For the photodetector array, the bandwidth, power consumption, and signal-to-noise ratio performance all need to be considered in practical applications. While Structure 1 has higher bandwidth than Structure 2 when the parallel resistance $R_p$ is small, larger $R_p$ values are preferred in practice to reduce power consumption. Under this condition, the bandwidths of both structures become similar. Structure 2 is recommended due to its lower power consumption and better SNR performance, resulting from fewer resistors in the circuit.

The array device will ultimately be utilized as a standalone device. Consequently, it is necessary to compare the APD array with a single APD of identical detection area. Due to the absence of a single APD with a photosensitive diameter of 400 μm and similar structure, we consider simulating the SNR performance of a 2 × 2 array composed of four APDs, each with a photosensitive diameter of 200 um, and a single APD with a 400 um diameter. The simulation parameters are based on the performance characteristics of the thicker APD, as measured in experiments, such as a responsivity of 0.9 A/W, a gain of 10 (see Appendix A and Figure A1), and an avalanche coefficient of 0.27. As shown in Figure 12, the single APD exhibits inferior SNR performance compared to Structure 2. Considering that the detector can be modeled as an RC circuit, which attenuates signals, the transfer function is given by the following equation, where f represents the signal frequency and B denotes the detector bandwidth.

$$\left|H(f)\right|={\displaystyle \frac{1}{\sqrt{1+{(f/B)}^2}}}$$

(2)

Given that the 2 × 2 array has a broader bandwidth compared to the single APD, the signal attenuation by the single APD intensifies as the frequency of the transmitted signal rises. As a result, the SNR of the single APD declines more quickly than that of the detector array.

5. Conclusions

In this study, two novel photodetector array structures were designed, fabricated, and comprehensively characterized, and these structures successfully overcome the traditional trade-off between detection area and bandwidth. Through the integration of inductors, for the thinner and the thicker APD, the 2 × 2 arrays achieved a bandwidth increase of 1.41 times and 1.35 times, respectively, compared to their single APD. Especially, low power consumption was achieved for both array structures, with the power consumption for the two APDs in Structure 1 being 18.5 mW and 6.3 mW, and for Structure 2 being 9.2 mW and 3.1 mW, respectively. Moreover, the SNR performance of Structure 2 is superior to Structure 1 and that of a single APD with the same detection area. Based on these results, Structure 2 is particularly recommended because of its simplified circuitry, lower power consumption and superior SNR performance, making it a more advantageous structure for large-area photodetector arrays. These findings indicate the potential application value of these new detector arrays in high-speed free space optical communications.

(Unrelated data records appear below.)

PR #597, opened 2023-07-07
Lf 3567 move active tabs logic out from jumper store

dennyscode:
Ticket: https://lifi.atlassian.net/browse/LF-3567


dennyscode:
@chybisov I notice that the old junk is still in the localStorage. This might not harm and just sit, but is there a proper way to avoid piles of old junk or just cleaning up?

image

chybisov:
@dennyscode yes, you can increment the version of the store and provide a migration function in which you will clean that junk 🙂 Take a look at widget stores, there are some migrations.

Although the experimental section only verifies the performance of the 2 × 2 arrays, it is inferred from the simulation results that these structures are also applicable to larger and higher speed arrays. The array device in this paper is a combination of independent devices. Future research will investigate integrating spiral inductors on photodetector electrodes with photodetector arrays on a single chip to enhance the duty cycle and enable miniaturization of the array. Furthermore, the integration of lenses will be considered to enhance the responsivity of the array.